Though it was once common for fashion shows to be silent, serious events, the power of 70s music in America brought a level of showmanship to these défilés. Meanwhile, the French were focused on elaborate sets rather than models’ performances, with Dior bringing a Cinderella-inspired pumpkin carriage down the runway, Cardin sending a rocket ship onstage, and Ungaro letting a gypsy cart pulled by a rhinoceros loose in the venue.

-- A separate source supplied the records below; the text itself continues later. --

PR #1079, opened 2018-03-28
upgrade if incarnation resets

boumenot:


azurelinuxagent/common/protocol/wire.py
```diff
@@ -876,6 +880,25 @@ def get_gafamily_manifest(self, vmagent_manifest, goal_state):
...
+        file is not removed agent upgrade may be delayed.
+
+        :param family: GA family, e.g. Prod or Test
+        :param incarnation: incarnation of the current goal state
+        """
+        fn = AGENTS_MANIFEST_FILE_NAME.format(
+            family,
+            incarnation)
+
+        agent_manifest = os.path.join(conf.get_lib_dir(), fn)
```
uiri: Is there a reason to duplicate the filename generation logic rather than pass in the final `local_file` name?

azurelinuxagent/common/protocol/wire.py
```diff
@@ -862,6 +862,10 @@ def get_gafamily_manifest(self, vmagent_manifest, goal_state):
                     self.update_goal_state(forced=True)
                     goal_state = self.get_goal_state()
 
+                self._remove_stale_agent_manifest(
+                    vmagent_manifest.family,
+                    goal_state.incarnation)
+
                 local_file = MANIFEST_FILE_NAME.format(
                                 vmagent_manifest.family,
                                 goal_state.incarnation)
```
uiri: It looks like it writes out the agent manifest file below but where does it prefer what it has on disk rather than what it just fetched over the network?

Should the `write_file` call below not just overwrite whatever was there before? How does doing an `rm` first change anything?

azurelinuxagent/common/protocol/wire.py
boumenot: I don't see the duplication.  There are two file names: MANIFEST_FILE_NAME and AGENTS_MANIFEST_FILE_NAME.

I am probably missing what you're seeing.

uiri: Nope, you're right. I misread the constants used.

azurelinuxagent/common/protocol/wire.py
boumenot: The agents manifest file is computed, and written to disk in a different function.  The different function also does a little dance depending upon the file existing or not, which is why I have to delete it here.  The manifest file is written whenever a new goal state arrives.

boumenot:
@uiri - any more concerns or questions?

azurelinuxagent/common/protocol/wire.py
uiri: It looks like we can just skip the call to `filter_package_list` if we're never going to use the disk cache anyways. Just have `get_vmagent_pkgs` return `ga_manifest.pkg_list` instead.

boumenot: The cache file is written when the new goal state arrives because the agent manifest can change over time.  The idea is to snapshot the current value when the goal state arrives to ensure you only update the agent within a goal state.  

It also provides a historical record when we have to debug issues.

Over the next few decades, the Big Four Fashion Weeks developed: Paris, New York, Milan (starting in 1958), and London (starting in 1984).

Fashion Week’s heyday lasted, depending on who you ask, roughly until the 2010s, when digital bloggers, and later Instagram influencers, began sharing their Fashion Week experiences with the masses, making globally accessible a once-exclusive industry. No more “no photo” rules. Instead, a rush to share, promote, and sell clothing before it gets ripped off and shoved through the fast fashion machine and out onto Amazon’s homepage. Previously, holding a Fall/Winter show in July was necessary to allow print magazines the time to prepare for big quarterly issues, but it now seems slightly out of sync, allowing H&M and Shein months to spit out cheap copies by the time you start packing away your bikinis.

For years, some in the industry have claimed that fashion week is dead or dying, as it no longer suits the way that consumers shop. Who wants to wait around for months for a couture piece when you can buy an outfit online in three clicks or less? This mentality has caused some designers to break from the traditional fashion week calendar, including ones as high profile as Saint Laurent, Gucci, and Alexander Wang.

In 2020, due to the COVID-19 pandemic, many houses switched to using short videos to show their collections when live runway events couldn’t be organized. While all runway events are generally filmed and posted to YouTube, a focus on content curated for the screen rather than the front-row audience member blurred the line between spectacle and commercial. (Some houses, like Chanel, had long before used behind-the-scenes videos to showcase some of the finer craftwork that might not be visible from a distance.) And the creation of a “hybrid” live/virtual show schedule, bleeding into 2021, has contributed further to the decentralization of Paris Fashion Week. In 2020, Saint Laurent’s Anthony Vaccarello explained in an interview with WWD his reasons for separating from PFW: “There is no good reason to follow a calendar developed years ago when everything was completely different. I don’t want to rush a collection just because there is a deadline. This season, I want to present a collection when I am ready to show it.”

Another concern that has arisen in recent years is the environmental impact of Fashion Week. The Big Four Fashion Weeks produce an estimated 241,000 tons of CO2 emissions a year, which has led the Fédération de la Haute Couture et de la Mode to develop two new tools for measuring carbon emissions, which will be in use starting fall 2021. Factors measured will include travel and accommodation, scenography material and waste, and digital streaming (a highly overlooked area of extreme energy consumption).

As Fashion Week begins to return “to normal,” it will be up to the industry to decide what exactly that means, and if it’s what they want to begin with. For some, Fashion Week is a bloated and wasteful display of frivolity, whereas for others, it is still a mecca for fashion lovers, a magical gathering where designers, models, and fans can convene under one roof to revel in the best couture has to offer. Fashion Week has changed in innumerable ways since its earliest iterations, often for the better. So whatever comes next, can only be an improvement.